(Beginning of Records shown)

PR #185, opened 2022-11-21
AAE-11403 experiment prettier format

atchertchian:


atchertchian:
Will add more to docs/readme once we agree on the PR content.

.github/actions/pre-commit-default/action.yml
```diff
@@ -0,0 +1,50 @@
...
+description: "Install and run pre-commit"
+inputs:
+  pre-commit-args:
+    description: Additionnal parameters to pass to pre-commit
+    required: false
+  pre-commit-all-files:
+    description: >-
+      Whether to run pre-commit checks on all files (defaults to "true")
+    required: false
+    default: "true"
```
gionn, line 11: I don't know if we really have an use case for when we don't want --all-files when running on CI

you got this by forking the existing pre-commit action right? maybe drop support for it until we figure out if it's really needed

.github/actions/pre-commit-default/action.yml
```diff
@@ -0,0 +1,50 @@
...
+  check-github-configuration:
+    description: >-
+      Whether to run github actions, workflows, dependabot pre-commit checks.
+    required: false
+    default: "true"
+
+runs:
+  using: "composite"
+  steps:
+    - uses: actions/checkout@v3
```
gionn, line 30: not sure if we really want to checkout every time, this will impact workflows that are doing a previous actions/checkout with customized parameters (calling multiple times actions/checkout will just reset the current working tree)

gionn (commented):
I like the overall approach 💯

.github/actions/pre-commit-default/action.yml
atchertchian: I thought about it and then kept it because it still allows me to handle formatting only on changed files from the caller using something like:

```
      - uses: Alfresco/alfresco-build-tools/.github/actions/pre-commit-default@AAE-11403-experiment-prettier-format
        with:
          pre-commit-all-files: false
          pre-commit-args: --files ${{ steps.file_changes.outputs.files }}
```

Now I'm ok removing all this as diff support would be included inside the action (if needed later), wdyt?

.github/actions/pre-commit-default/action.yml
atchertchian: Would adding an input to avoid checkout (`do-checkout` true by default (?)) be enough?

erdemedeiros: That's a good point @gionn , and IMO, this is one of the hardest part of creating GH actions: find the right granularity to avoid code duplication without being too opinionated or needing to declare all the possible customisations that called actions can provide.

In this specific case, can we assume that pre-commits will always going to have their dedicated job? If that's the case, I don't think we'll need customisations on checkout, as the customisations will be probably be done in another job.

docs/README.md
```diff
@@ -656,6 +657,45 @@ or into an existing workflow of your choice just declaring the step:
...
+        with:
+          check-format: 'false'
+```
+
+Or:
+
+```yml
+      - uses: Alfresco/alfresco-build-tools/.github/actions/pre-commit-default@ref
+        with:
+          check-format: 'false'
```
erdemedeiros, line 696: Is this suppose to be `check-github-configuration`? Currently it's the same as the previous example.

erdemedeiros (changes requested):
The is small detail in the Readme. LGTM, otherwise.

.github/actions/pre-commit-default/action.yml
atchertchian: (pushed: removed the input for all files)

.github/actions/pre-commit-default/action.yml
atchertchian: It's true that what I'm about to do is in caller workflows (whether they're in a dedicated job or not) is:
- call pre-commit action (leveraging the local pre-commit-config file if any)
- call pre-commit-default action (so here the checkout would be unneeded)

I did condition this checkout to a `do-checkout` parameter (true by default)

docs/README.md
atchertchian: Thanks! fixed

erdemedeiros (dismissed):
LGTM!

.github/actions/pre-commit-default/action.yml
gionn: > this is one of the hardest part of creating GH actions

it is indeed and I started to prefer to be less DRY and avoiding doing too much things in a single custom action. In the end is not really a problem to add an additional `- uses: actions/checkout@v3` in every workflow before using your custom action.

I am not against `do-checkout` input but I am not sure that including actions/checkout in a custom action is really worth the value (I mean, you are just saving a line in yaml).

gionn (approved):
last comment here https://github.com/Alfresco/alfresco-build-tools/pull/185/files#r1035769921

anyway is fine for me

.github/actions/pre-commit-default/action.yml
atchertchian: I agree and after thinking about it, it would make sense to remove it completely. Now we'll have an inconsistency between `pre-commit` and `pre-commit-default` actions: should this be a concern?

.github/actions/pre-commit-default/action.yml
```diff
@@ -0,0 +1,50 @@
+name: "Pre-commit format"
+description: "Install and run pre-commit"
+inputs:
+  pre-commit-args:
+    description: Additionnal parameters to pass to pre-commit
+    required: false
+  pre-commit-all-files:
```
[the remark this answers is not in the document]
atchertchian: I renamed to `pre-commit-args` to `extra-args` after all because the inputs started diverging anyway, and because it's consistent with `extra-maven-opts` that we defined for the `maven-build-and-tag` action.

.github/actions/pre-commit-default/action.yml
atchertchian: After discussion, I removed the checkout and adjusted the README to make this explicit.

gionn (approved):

(End of Records shown)
(Beginning of Records shown)

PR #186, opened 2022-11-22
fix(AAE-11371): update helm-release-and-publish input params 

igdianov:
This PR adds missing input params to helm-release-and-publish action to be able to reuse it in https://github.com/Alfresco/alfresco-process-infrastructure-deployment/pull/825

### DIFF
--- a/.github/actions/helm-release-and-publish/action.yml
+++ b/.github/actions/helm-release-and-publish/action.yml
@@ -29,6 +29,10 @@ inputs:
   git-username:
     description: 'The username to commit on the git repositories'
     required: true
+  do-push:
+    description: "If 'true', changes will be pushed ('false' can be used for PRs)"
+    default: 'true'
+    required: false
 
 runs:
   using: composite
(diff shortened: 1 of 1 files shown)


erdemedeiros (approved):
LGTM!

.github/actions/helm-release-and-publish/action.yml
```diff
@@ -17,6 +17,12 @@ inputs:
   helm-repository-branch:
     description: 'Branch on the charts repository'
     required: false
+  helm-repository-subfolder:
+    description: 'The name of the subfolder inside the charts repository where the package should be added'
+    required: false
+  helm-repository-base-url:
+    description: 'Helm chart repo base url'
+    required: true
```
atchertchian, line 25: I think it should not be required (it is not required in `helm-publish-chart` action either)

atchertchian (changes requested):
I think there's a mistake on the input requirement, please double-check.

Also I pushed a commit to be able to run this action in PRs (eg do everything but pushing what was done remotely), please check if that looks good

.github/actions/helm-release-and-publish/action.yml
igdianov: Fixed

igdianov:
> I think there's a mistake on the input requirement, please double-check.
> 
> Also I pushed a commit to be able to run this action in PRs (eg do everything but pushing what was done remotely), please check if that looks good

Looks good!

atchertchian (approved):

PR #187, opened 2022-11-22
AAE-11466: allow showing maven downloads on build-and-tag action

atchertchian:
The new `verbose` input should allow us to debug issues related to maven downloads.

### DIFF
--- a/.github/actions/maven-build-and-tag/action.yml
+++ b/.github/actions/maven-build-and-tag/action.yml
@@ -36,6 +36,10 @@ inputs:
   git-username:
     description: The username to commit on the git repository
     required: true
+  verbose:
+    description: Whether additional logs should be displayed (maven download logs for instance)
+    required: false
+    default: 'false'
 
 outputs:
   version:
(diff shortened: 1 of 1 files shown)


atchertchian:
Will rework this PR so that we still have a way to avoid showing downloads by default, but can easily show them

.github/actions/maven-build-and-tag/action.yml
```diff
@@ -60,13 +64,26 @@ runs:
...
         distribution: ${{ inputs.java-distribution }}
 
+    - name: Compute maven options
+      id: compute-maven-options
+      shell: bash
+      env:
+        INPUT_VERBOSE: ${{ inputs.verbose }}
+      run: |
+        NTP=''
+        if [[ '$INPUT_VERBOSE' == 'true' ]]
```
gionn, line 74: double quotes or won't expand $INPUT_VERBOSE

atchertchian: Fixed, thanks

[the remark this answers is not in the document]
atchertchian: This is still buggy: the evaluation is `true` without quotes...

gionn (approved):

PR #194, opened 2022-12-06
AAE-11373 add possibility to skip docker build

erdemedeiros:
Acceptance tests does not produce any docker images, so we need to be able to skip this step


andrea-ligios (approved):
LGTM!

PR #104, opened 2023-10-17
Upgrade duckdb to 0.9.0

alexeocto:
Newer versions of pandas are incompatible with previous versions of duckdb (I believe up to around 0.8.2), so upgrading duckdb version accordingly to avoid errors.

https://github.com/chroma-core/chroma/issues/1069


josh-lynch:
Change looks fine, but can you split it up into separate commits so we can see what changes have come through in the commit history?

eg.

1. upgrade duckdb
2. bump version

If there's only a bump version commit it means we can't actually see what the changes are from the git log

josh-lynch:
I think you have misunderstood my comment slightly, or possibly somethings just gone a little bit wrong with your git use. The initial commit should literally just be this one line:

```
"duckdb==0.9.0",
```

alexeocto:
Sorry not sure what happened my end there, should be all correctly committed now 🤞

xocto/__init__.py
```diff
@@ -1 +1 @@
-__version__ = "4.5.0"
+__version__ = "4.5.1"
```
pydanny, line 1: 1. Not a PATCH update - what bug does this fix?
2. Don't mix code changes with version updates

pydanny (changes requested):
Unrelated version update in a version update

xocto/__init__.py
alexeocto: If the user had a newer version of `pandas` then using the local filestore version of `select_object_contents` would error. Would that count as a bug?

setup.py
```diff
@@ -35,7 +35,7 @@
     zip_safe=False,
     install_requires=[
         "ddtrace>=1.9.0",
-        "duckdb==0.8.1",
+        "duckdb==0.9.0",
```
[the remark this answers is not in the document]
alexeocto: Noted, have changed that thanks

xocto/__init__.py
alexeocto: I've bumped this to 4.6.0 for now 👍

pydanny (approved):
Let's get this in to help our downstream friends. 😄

(End of Records shown)
(Beginning of Records shown)

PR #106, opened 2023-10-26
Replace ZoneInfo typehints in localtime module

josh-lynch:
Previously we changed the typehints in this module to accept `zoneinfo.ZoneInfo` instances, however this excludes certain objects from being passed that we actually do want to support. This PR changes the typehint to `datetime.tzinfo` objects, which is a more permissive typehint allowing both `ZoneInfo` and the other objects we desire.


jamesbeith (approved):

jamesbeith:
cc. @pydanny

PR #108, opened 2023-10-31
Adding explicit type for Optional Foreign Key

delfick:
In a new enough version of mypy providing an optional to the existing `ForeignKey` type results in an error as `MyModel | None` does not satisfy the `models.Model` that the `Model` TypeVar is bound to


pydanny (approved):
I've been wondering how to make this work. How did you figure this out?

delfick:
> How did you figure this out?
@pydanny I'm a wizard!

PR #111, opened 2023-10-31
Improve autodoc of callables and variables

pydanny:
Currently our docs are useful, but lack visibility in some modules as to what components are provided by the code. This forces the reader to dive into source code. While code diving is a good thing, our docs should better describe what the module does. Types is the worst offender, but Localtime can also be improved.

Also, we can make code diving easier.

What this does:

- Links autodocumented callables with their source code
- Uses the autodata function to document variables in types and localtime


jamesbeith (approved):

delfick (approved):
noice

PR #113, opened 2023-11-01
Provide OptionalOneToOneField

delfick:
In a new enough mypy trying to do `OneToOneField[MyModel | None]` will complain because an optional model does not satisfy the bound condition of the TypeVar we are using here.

(End of Records shown)

## What you should do
Return, from the data, each line where the string "pydanny" occurs.

## Task answer
pydanny, line 1: 1. Not a PATCH update - what bug does this fix?
pydanny (changes requested):
pydanny (approved):
cc. @pydanny
pydanny (approved):
@pydanny I'm a wizard!
pydanny:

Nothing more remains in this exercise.